熟悉SQL的读者对Group by 和 having应该不陌生。但可能不熟悉 cube, rollup, grouping sets 。本文带你学习并比较它们的差异,内容参考《mastering postgresql 10》.
1. 示例数据
在正式开始之前,我们先创建示例表,并copy一些示例数据。
create table t_oil(
region text,
country text,
year int ,
production int ,
consumption int
);
利用copy命令加载示例数据:
copy t_oil from program 'curl https://www.cybertec-postgresql.com/secret/oil_ext.txt';
执行成功后加载644条记录数据。
2. 分组分析
group by 对每个组把多行聚集成一行并返回。但有时开发报表应用,另外还需要所有记录的聚集结果,如平均值。利用rollup可以实现:
select region,country,avg(production)
from t_oil
group by rollup(region,country)
rollup另外还返回了所有记录的平均值。实际报表应用中需要汇总记录,通过rollup则不再需要运行两个查询实现。
另外需要指出的postgresql 10对这些操作使用hash实现对性能有了很大提升:
explain
select region,avg(production)
from t_oil
group by rollup(region);
返回结果:
MixedAggregate (cost=0.00..17.31 rows=3 width=44)
Hash Key: region
Group Key: ()
-> Seq Scan on t_oil (cost=0.00..12.44 rows=644 width=16)
当然rollup还可以指定多个分组字段,如果需要排序可以使用order by 子句:
select region,country,avg(production)
from t_oil
group by rollup(region,country)
order by region,country;
这个示例另外还返回三个汇总记录行,一个是Middle East
单独汇总,另一个是North America
单独汇总,最后一个是所有记录的汇总。这个结果很容易实现下钻功能。
rollup适合立刻展示返回结果场景。但做报表过程中,可能需要预计算更多数据确保更灵活。

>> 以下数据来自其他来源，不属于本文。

PR #586, opened 2021-08-19
Implement `DATE` type in the backend

### LINKED ISSUE #425: Handle `DATE` data type in the backend
This issue is to ensure that Mathesar can handle the Postgres `DATE` data type.

- Users can use the API to change a column to `DATE` if it's possible to do so.
- Automatic type inference during file import suggests `DATE` when it makes sense to do so. 

**Additional Context** 
- #250 (parent issue)

eito-fis:
Fixes #425

Implements the `DATE` type for use in column alterations in the backend.

**Technical details**
Uses the default postgres string -> date conversion, see [here](https://www.postgresql.org/docs/13/datatype-datetime.html#DATATYPE-DATETIME-INPUT).

**Screenshots**

## Checklist
 
  index.md`).
  visible errors.

<details>

```
Version 1.1

1 Letterman Drive
Suite D4700
San Francisco, CA, 94129

    indicated in the file; or

    in the file; or

    it.

```

</details>

### DIFF
--- a/db/tests/types/test_alteration.py
+++ b/db/tests/types/test_alteration.py
@@ -1,4 +1,4 @@
-from datetime import timedelta
+from datetime import timedelta, date
 from decimal import Decimal
 
 import pytest
@@ -31,6 +31,7 @@ INTERVAL = PostgresType.INTERVAL.value.upper()
 NUMERIC = PostgresType.NUMERIC.value.upper()
 REAL = PostgresType.REAL.value.upper()
 SMALLINT = PostgresType.SMALLINT.value.upper()
+DATE = PostgresType.DATE.value.upper()
 VARCHAR = "VARCHAR"
 
 
@@ -268,6 +269,14 @@ MASTER_DB_TYPE_MAP_SPEC = {
             VARCHAR: {VALID: [(3, "3")]},
         }
     },
+    DATE: {
+        ISCHEMA_NAME: PostgresType.DATE.value,
+        REFLECTED_NAME: DATE,
+        TARGET_DICT: {
+            DATE: {VALID: [(date(1999, 1, 18), date(1999, 1, 18))]},
+            VARCHAR: {VALID: [(date(1999, 1, 18), "1999-01-18")]},
+        },
+    },
     VARCHAR: {
         ISCHEMA_NAME: PostgresType.CHARACTER_VARYING.value,
         SUPPORTED_MAP_NAME: "varchar",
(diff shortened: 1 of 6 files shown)


db/tests/types/test_alteration.py
```diff
@@ -327,6 +336,19 @@
...
             },
+            DATE: {
+                VALID: [
+                    ("1999-01-18", date(1999, 1, 18)),
+                    ("1/18/1999", date(1999, 1, 18)),
+                    ("jan-1999-18", date(1999, 1, 18)),
+                    ("19990118", date(1999, 1, 18)),
+                ],
+                INVALID: [
+                    "18/1/1999",
```
kgodey, line 347: This is a valid date in a non-US format (this is how I grew up writing dates). Does Postgres not parse this?

kgodey (commented):
@eito-fis This looks pretty good. I added a question.

Also, I think it would be good to add some tests for inferring dates on import.

powellc (approved):
Nice work, @eito-fis ! I too am curious about the supported date formats and wonder if there are any others that Postgres doesn't handle 🤔  But otherwise I think it's good to merge 🚀

db/tests/types/test_alteration.py
eito-fis: This is dependent on the server [`DateStyle`](https://www.postgresql.org/docs/13/runtime-config-client.html#GUC-DATESTYLE) option, which defaults to MDY. As its a server wide setting, as of now I don't think we can support parsing multiple different formats. If it is something we want, we might be able to do it with a custom type that has a `format` type option? I'm dealing with a similar problem for the `TIME` type right now, so I'll know how hard it'll be once that's done.

kgodey: Okay, let's not worry about it now, we can open a new issue for improving parsing later if needed.

I'll review again once there's a test for ensuring that dates are inferred correctly on import. Thanks!

kgodey: Also please add a comment in the code about the `DateStyle` option.

eito-fis:
Updated the inference tests with an additional case where we convert `STRING` -> `DATE`.

kgodey (approved):

kgodey:
Looks good, thanks! I think we should add a test at some point at the API layer of importing a CSV with all the data types that we infer and make sure they are inferred correctly. Perhaps you could add this in a future PR?

PR #1591, opened 2024-09-12
Run snippets inside the simulators docs

Pbarbosa92:
Run the snippets inside the simulators docs.


sergiomsantos (approved):
We're always just using a single machine in the examples. I think we can make it a bit less verbose by simply doing:

```python
machine_group = inductiva.resources.MachineGroup('c2-standard-4')
```

rather than

```python
machine_group = inductiva.resources.MachineGroup(
    machine_type="c2-standard-4",
    num_machines=1,
    data_disk_gb=10)
```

cube关键词可能是你想要的。
select region,country,avg(production)
from t_oil
where country in ('USA','Canada','Iran','Oman')
group by cube (region,country)
order by region,country;
返回结果:
region | country | avg |
Middle East | Iran | 3631.6956521739130435 |
Middle East | Oman | 586.4545454545454545 |
Middle East | 2142.9111111111111111 | |
North America | Canada | 2123.2173913043478261 |
North America | USA | 9141.3478260869565217 |
North America | 5632.2826086956521739 | |
Canada | 2123.2173913043478261 | |
Iran | 3631.6956521739130435 | |
Oman | 586.4545454545454545 | |
USA | 9141.3478260869565217 | |
3906.7692307692307692 |
共返回11条结果,其结果相当于:group by region,country + group by region + group by country + 所有记录平均值。因此一次性聚集不同级别分组值,其结果包括了所有可能的分组。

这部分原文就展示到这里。